● Task to complete: Extract from the entries below, exactly as given, only the lines from the line containing "PR #759, opened 2026-05-06" to the line containing "property to the", both lines included.

Stored items:

----

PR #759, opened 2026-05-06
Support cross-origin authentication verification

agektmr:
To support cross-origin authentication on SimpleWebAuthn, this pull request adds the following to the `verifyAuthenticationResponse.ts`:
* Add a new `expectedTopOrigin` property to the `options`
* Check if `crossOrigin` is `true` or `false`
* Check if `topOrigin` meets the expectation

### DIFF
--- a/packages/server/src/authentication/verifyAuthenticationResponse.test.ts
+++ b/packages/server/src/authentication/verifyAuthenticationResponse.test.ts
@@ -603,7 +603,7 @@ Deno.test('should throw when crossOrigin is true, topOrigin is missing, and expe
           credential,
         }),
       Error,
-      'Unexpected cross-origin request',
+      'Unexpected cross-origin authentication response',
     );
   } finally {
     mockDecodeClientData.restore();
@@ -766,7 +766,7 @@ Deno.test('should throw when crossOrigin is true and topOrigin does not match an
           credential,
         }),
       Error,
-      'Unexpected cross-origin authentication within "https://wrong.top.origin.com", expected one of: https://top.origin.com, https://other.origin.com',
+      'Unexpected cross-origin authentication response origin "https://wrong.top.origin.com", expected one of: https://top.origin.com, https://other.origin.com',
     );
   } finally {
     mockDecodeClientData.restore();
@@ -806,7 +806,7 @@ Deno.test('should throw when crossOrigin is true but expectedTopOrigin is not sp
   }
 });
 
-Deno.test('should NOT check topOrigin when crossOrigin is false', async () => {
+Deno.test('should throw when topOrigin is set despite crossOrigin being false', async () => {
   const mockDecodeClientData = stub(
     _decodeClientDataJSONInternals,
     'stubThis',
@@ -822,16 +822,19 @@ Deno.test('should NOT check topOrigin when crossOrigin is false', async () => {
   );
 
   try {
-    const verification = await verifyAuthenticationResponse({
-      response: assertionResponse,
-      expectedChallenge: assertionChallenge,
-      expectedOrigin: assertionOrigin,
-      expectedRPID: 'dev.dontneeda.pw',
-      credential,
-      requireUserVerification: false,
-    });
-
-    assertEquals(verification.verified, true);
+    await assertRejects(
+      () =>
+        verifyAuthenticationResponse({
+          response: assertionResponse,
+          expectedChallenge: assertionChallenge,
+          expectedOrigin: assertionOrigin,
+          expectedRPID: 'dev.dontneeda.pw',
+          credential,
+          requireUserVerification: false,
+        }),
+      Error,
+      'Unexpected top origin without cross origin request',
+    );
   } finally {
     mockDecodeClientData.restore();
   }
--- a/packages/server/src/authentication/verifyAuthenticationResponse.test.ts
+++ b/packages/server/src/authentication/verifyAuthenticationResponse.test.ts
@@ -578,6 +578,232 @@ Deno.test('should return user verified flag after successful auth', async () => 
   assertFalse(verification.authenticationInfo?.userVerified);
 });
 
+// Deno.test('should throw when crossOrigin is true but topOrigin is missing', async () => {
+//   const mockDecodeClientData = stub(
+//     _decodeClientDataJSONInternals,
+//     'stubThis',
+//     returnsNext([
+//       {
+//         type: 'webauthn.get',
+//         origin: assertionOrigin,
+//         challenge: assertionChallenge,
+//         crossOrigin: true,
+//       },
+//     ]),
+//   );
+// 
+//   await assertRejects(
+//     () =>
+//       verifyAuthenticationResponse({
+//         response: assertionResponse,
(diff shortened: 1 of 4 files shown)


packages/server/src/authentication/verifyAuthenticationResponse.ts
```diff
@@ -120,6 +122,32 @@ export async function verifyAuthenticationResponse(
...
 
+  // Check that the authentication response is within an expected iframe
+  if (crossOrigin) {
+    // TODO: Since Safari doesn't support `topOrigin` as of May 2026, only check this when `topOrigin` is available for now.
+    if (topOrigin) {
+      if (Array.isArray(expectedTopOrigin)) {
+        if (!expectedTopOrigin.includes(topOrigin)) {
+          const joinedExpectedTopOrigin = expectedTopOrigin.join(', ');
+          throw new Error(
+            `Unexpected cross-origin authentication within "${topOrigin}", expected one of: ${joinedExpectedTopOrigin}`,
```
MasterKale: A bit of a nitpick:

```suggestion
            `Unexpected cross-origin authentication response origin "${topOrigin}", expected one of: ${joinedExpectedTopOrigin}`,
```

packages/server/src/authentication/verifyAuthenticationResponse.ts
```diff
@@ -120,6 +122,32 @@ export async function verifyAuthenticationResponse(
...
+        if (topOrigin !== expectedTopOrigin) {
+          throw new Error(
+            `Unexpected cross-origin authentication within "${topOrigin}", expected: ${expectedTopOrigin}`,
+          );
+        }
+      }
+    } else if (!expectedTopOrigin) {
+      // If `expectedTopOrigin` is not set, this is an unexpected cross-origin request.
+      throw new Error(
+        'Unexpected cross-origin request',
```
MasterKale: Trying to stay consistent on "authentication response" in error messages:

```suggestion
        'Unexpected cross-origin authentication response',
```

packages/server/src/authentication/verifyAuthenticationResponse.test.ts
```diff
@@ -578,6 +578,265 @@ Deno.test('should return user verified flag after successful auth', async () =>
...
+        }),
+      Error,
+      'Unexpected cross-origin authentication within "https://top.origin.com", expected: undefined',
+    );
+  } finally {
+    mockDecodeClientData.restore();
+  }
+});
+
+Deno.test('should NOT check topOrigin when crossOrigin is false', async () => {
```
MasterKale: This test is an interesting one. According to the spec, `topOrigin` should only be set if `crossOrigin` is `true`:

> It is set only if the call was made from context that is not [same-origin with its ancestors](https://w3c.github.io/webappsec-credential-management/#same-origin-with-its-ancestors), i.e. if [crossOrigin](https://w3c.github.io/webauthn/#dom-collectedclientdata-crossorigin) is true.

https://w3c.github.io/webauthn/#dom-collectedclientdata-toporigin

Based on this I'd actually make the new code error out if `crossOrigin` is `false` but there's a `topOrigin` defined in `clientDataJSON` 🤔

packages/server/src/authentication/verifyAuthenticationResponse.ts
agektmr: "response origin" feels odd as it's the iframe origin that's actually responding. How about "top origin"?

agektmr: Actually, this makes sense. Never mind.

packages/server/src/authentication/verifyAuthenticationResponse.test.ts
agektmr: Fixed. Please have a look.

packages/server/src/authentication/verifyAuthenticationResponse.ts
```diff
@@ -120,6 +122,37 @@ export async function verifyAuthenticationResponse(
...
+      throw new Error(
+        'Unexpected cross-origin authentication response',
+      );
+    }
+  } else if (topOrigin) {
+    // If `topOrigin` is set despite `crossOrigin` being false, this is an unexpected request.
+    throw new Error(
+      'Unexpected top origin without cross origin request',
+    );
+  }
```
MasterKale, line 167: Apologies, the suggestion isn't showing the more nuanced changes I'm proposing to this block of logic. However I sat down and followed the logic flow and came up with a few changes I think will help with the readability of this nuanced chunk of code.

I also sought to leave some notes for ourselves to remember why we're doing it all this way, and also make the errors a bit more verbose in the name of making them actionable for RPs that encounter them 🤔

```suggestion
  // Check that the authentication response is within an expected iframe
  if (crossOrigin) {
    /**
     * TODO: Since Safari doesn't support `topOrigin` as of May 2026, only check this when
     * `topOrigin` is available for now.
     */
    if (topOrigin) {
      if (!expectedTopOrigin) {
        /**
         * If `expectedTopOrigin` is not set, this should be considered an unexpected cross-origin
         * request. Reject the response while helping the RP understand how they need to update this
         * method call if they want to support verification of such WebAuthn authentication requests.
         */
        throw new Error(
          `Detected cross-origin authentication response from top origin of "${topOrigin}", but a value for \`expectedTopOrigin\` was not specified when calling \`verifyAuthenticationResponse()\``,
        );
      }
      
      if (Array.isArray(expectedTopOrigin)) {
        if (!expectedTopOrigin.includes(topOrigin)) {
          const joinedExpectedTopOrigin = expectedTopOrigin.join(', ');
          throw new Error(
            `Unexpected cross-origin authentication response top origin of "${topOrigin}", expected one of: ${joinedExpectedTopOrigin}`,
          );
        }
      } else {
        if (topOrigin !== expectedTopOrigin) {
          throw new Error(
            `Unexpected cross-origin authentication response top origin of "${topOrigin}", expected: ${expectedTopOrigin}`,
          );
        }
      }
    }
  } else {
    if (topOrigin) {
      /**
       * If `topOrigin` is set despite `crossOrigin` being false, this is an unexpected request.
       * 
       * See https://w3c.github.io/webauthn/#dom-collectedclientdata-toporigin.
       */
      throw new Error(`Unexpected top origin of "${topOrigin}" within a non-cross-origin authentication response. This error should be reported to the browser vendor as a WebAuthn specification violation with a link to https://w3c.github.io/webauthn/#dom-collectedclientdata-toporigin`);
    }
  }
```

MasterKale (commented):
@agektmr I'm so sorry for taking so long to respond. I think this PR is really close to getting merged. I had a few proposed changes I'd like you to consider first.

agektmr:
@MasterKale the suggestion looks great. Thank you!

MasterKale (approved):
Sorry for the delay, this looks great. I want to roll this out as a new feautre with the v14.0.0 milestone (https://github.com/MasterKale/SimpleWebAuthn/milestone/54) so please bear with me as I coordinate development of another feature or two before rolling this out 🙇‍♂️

----

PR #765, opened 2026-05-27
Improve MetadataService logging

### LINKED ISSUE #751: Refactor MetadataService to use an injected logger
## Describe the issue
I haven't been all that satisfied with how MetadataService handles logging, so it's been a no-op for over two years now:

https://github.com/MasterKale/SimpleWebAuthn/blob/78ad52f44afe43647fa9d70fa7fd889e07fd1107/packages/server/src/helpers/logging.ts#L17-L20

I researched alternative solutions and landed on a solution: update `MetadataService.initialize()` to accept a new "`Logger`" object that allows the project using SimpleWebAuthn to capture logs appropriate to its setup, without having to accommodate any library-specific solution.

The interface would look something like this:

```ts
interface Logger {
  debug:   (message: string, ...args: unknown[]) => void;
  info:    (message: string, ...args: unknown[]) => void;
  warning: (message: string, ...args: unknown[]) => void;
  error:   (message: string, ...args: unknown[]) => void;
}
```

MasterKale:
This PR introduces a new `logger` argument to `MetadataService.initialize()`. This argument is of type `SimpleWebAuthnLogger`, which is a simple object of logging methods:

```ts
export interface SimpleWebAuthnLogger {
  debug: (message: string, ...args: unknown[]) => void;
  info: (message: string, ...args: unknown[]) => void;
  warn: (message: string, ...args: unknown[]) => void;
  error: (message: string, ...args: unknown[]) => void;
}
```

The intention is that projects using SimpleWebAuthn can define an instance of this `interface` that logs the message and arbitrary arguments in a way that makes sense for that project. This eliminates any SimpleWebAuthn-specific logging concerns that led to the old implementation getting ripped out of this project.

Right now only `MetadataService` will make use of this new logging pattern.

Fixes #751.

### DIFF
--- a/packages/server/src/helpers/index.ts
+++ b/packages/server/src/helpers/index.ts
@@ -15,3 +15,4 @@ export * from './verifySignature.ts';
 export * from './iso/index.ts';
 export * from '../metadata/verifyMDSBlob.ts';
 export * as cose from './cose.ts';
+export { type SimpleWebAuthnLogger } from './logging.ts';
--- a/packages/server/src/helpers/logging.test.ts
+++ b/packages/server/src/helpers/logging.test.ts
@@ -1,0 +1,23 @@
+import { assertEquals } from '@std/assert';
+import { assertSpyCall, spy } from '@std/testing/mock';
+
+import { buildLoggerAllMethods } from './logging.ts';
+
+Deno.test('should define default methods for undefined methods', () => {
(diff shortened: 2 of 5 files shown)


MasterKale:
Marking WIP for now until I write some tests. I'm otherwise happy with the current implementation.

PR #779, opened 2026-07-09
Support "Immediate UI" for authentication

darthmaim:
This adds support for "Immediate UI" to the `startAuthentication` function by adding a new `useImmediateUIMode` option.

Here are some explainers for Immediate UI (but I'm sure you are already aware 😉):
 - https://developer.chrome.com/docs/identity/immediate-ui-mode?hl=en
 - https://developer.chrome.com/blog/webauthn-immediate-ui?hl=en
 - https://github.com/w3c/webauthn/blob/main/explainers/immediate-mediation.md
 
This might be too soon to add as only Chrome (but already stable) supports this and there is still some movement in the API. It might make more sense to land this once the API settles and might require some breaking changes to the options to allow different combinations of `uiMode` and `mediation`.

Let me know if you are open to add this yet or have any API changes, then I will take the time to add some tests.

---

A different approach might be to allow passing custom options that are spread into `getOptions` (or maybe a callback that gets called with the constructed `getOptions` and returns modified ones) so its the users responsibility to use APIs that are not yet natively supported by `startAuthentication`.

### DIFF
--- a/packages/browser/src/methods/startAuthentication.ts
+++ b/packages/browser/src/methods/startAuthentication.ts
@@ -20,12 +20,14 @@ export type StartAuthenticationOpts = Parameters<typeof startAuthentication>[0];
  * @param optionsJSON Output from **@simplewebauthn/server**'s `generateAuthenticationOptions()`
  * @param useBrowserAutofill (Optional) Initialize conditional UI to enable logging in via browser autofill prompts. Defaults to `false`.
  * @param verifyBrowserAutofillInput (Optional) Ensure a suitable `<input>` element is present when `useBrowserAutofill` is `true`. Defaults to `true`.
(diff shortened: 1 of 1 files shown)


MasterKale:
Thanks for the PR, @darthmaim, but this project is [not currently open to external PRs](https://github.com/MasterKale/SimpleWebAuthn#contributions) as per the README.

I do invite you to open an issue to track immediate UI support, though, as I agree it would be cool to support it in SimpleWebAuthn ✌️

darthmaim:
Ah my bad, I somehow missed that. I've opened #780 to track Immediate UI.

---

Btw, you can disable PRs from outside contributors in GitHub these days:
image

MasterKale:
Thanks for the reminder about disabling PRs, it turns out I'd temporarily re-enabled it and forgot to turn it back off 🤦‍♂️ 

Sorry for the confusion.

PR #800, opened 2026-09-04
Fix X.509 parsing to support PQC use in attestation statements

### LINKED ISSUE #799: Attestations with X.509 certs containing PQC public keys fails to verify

----

● Your solution:
PR #759, opened 2026-05-06
Support cross-origin authentication verification

agektmr:
To support cross-origin authentication on SimpleWebAuthn, this pull request adds the following to the `verifyAuthenticationResponse.ts`:
* Add a new `expectedTopOrigin` property to the `options`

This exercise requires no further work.